In quegli anni abbiamo lavorato a rafforzare il credito della nostra giovane istituzione attraverso intese con la Commissione e il Parlamento, riflettuto su come rendere i nostri pareri più incisivi e organizzare meglio la cosiddetta “governance multilivello“ dell’Unione. Siamo arrivati anche a ipotizzare di diventare la terza Camera: può sembrare una follia, eppure se si considera la rissosità del Consiglio, dove i governi sembrano lavorare esclusivamente nell’interesse dei loro Paesi e non della grande casa comune, forse una Camera delle Regioni potrebbe favorire di più l’integrazione fra i popoli e i territori.
Abbiamo lavorato molto sull’allargamento, sia quello avvenuto nel 2004 con i paesi dell’ex Unione sovietica, sia con quelli della ex Jugoslavia (la Croazia è entrata durante la mia presidenza) aiutandoli ad acquisire le competenze necessarie per sviluppare le capacità progettuali dei loro territori e, per quelli ancora candidati, a prepararsi ai loro futuri compiti.
Ma soprattutto abbiamo contribuito in maniera determinante allo sviluppo di strumenti che consentissero di superare le frontiere integrando con forza le regioni che nel passato erano state le più segnate dalle tante guerre che hanno coinvolto i popoli d’Europa. Due sono gli strumenti ideati con la nostra partecipazione:
iI GECT (gruppo europeo di cooperazione territoriale) che consente la gestione comune di attività a gruppi di regioni frontaliere di paesi diversi; sono le cosiddette euro-regioni, che possono gestire insieme un ospedale al servizio di più regioni ma che possono anche istituire fra loro una cooperazione strutturata su molti temi.
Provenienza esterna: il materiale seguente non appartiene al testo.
PR #164, opened 2023-02-16
Fix doc & examples in db.py

beeender:


greenplumpython/conftest.py
```diff
@@ -32,6 +32,11 @@ def init_namepsace(doctest_namespace: Dict[str, Any]):
     doctest_namespace["gp"] = gp
     doctest_namespace["pd"] = pd
     doctest_namespace["cursor"] = cursor
+    doctest_namespace["db_host"] = _DBHOST
+    doctest_namespace["db_port"] = _DBPORT
+    doctest_namespace["db_name"] = _DBNAME
+    doctest_namespace["db_user"] = _DBUSER
+    doctest_namespace["db_password"] = _DBPSWD
```
yihong0618, line 39: how about make this to a config dict
doctest_namespace.update(config_dict)

yihong0618 (approved):

greenplumpython/conftest.py
beeender: oooooops ... merged ...

I think this is better since the example https://github.com/greenplum-db/GreenplumPython/blob/dea99ea0b14235f6710e0e49b06161cc0a73a716/greenplumpython/db.py#L250 here will be (a little bit) simpler

yihong0618: copy that.

PR #168, opened 2023-02-16
Fix doc & examples for func.py

beeender:
All future examples should be tested after this PR.
Also, some properties has been changed to private since it is not the time
to expose them yet.


greenplumpython/func.py
```diff
@@ -154,7 +156,7 @@ def apply(self, expand: bool = False, column_name: Optional[str] = None) -> Data
         )
 
     @property
-    def function(self) -> "_AbstractFunction":
+    def _function(self) -> "_AbstractFunction":
```
Quasimewdo, line 159: Since we add `_` before the name, maybe we can remove this property and use `self._func` directly

greenplumpython/func.py
```diff
@@ -494,10 +529,11 @@ def aggregate_function(name: str, schema: Optional[str] = None) -> AggregateFunc
         and :code:`schema`.
 
     Example:
+        .. highlight:: python
         .. code-block::  Python
 
             >>> count = gp.aggregate_function("count")
-            >>> db.create_dataframe(columns={'x': range(10)}).apply(lambda t: count())
+            >>> db.create_dataframe( columns={'x': range(10)}).group_by().apply(lambda t: count())
```
Quasimewdo, line 536:
```suggestion
            >>> db.create_dataframe(columns={'x': range(10)}).group_by().apply(lambda t: count())
```

greenplumpython/func.py
```diff
@@ -494,10 +529,11 @@ def aggregate_function(name: str, schema: Optional[str] = None) -> AggregateFunc
         and :code:`schema`.
 
     Example:
+        .. highlight:: python
         .. code-block::  Python
 
             >>> count = gp.aggregate_function("count")
```
Quasimewdo, line 535:
```suggestion
            >>> import greenplumpython.builtins.functions as F
```

greenplumpython/func.py
```diff
@@ -494,10 +529,11 @@ def aggregate_function(name: str, schema: Optional[str] = None) -> AggregateFunc
         and :code:`schema`.
 
     Example:
+        .. highlight:: python
         .. code-block::  Python
 
-            >>> count = gp.aggregate_function("count")
-            >>> db.create_dataframe(columns={'x': range(10)}).apply(lambda t: count())
+            >>> import greenplumpython.builtins.functions as F
+            >>> db.create_dataframe(columns={'x': range(10)}).group_by().apply(lambda t: F.count())
```
beeender, line 536: actually, this is not the right example anymore.

Quasimewdo (approved):

PR #169, opened 2023-02-16
fix: doc and examples in order.py

yihong0618:


greenplumpython/order.py
```diff
@@ -1,6 +1,4 @@
-"""
-This module creates a Python object DataFrameOrdering for order by dataframe.
-"""
+"""This module creates a Python object DataFrameOrdering for ordering by dataframe."""
```
beeender, line 1: Just remove this, it doesn't mean too much.
```
# noqa: D100
```

greenplumpython/order.py
```diff
@@ -12,7 +10,8 @@
 
 class DataFrameOrdering:
     """
-    Represents an ordered GreenplumPython :class:`~dataframe.DataFrame` generated by
+    Representation of an ordered GreenplumPython :class:`~dataframe.DataFrame` generated by.
```
beeender, line 13: Line 13 and line 15 was ONE sentence before, they cannot be splited.
Change to:

```
Represent an ordered GreenplumPython :class:`~dataframe.DataFrame`.

The order is decided by:
```

greenplumpython/order.py
```diff
@@ -68,18 +68,28 @@ def order_by(
 
     def __getitem__(self, rows: slice) -> "DataFrame":
         """
-        Returns a GreenplumPython :class:`~dataframe.DataFrame` that contains the slice of DataFrame in order.
+        Select parts of the :class:`~dataframe.DataFrame` ordering.
```
beeender, line 71:
```
Returns a slice of :class:`~dataframe.DataFrame` in the specified order.
```

greenplumpython/order.py
```diff
@@ -101,14 +111,15 @@ def __getitem__(self, rows: slice) -> "DataFrame":
     @property
     def dataframe(self) -> "DataFrame":
         """
-        Returns GreenplumPython :class:`~dataframe.DataFrame` associated for ORDER BY
+        Dataframe property.
 
         Returns:
-            GreenplumPython DataFrame
+            :class:`~dataframe.DataFrame` associated with ORDER BY
```
beeender, line 117: This is not the ordered dataframe, it is the original one.
Actually I think we can delete this property, just use `self._dataframe`.

@xuebinsu @Quasimewdo

Quasimewdo: Agree

greenplumpython/order.py
```diff
@@ -12,7 +10,9 @@
 
 class DataFrameOrdering:
     """
-    Represents an ordered GreenplumPython :class:`~dataframe.DataFrame` generated by
+    Represent an ordered GreenplumPython :class:`~dataframe.DataFrame`.
+
+    The order is decided by:
```
beeender, line 15: image

the generated doc seems confusing.

beeender (approved):

PR #172, opened 2023-02-21
fix: drop db=db

yihong0618:
drop db=db in expr

for now we can not easily drop `db=db` in function expr, because we have decorator create_in_db use it.
and clean some imports


yihong0618:
Same work as #171 closing it now

PR #183, opened 2023-03-07
Set psycopg2-binary version requirement not strict

Quasimewdo:
Previously in `requirements.txt`, `psycopg2-binary==2.9.5`. 
This patch removes the strict version requirement and changes 
it to `2.9.*` to meet more possibility of versions.

### DIFF
--- a/requirements.txt
+++ b/requirements.txt
@@ -1,4 +1,4 @@
-psycopg2-binary==2.9.5
+psycopg2-binary==2.9.*
 # Pin the setuptools version. The latest one seems to have problem with CFLAGS.
 # See https://github.com/pypa/setuptools/commit/bd7613f7921e8d60fa089d3ab419d0f04db6db6f
 setuptools==65.5.1


yihong0618 (approved):

beeender (changes requested):
Actually using the specific dependency version is on purpose -- to make sure the CI gives us a consistent result at a specific SHA1. 

If there is a need to bump the dependency version, just make a commit to bump it. I would like to avoid wildcard in the requirement.txt.

Does `2.9.5` have any problem?

Quasimewdo:
> Actually using the specific dependency version is on purpose -- to make sure the CI gives us a consistent result at a specific SHA1.
> 
> If there is a need to bump the dependency version, just make a commit to bump it. I would like to avoid wildcard in the requirement.txt.
> 
> Does `2.9.5` have any problem?

Well there is ask to build the package with `conda`, but the latest version of `psycopg2`-binary in `conda` is 2.9.3, so can't build it.

beeender:
> > Actually using the specific dependency version is on purpose -- to make sure the CI gives us a consistent result at a specific SHA1.
> > If there is a need to bump the dependency version, just make a commit to bump it. I would like to avoid wildcard in the requirement.txt.
> > Does `2.9.5` have any problem?
> 
> Well there is ask to build the package with `conda`, but the latest version of `psycopg2`-binary in `conda` is 2.9.3, so can't build it.

I was wrong, the `requirements.txt` is more about how user install it, but not what will be released.

This is OK.

beeender (approved):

Il Piemonte ad esempio aveva lanciato l’Euro Regione Alpi Mediterraneo, che ha una sede comune a Bruxelles e che se perseguita potrebbe rappresentare una potente area di sviluppo per il sud Europa.
le Strategie Macroregionali, più ampie, che nascono dal principio che un vero progetto di sviluppo deve partire da maxi aree che condividano caratteristiche simili, economiche, territoriali, culturali. In Italia ne sono partite due: la strategia macroregionale alpina, alla quale il Piemonte partecipa purtroppo poco, e la strategia macroregionale Adriatico Ionica, che vuole superare la cortina di ferro che divideva le due sponde dell’Adriatico e avviare una strategia di sviluppo basata su porti, commerci, turismo che rafforzi l’area orientale del Mediterraneo.
I risultati per ora non sono entusiasmanti, perché gli Stati, che sono il vero ostacolo del progetto per una Europa federale, creano mille difficoltà e temono l’affievolirsi delle frontiere, cosa che invece vogliono i territori limitrofi. Bisognerà insistere perché il rischio di nuovi e stupidi nazionalismi è purtroppo di nuovo attuale e non può venire sconfitto che da una forte consapevolezza dei cittadini, in primo luogo quelli che si trovano sulle frontiere, di quanto sia essenziale rendere queste solo delle linee storiche, senza alcun interesse per il futuro.
Buon compleanno dunque al Comitato delle Regioni e a tutti gli enti territoriali d’Europa: dobbiamo contare molto, in questi anni difficili, sulla loro capacità di far meglio conoscere a livello locale il grande progetto di un’Europa “ sempre più unita” come auspicavano i Padri fondatori!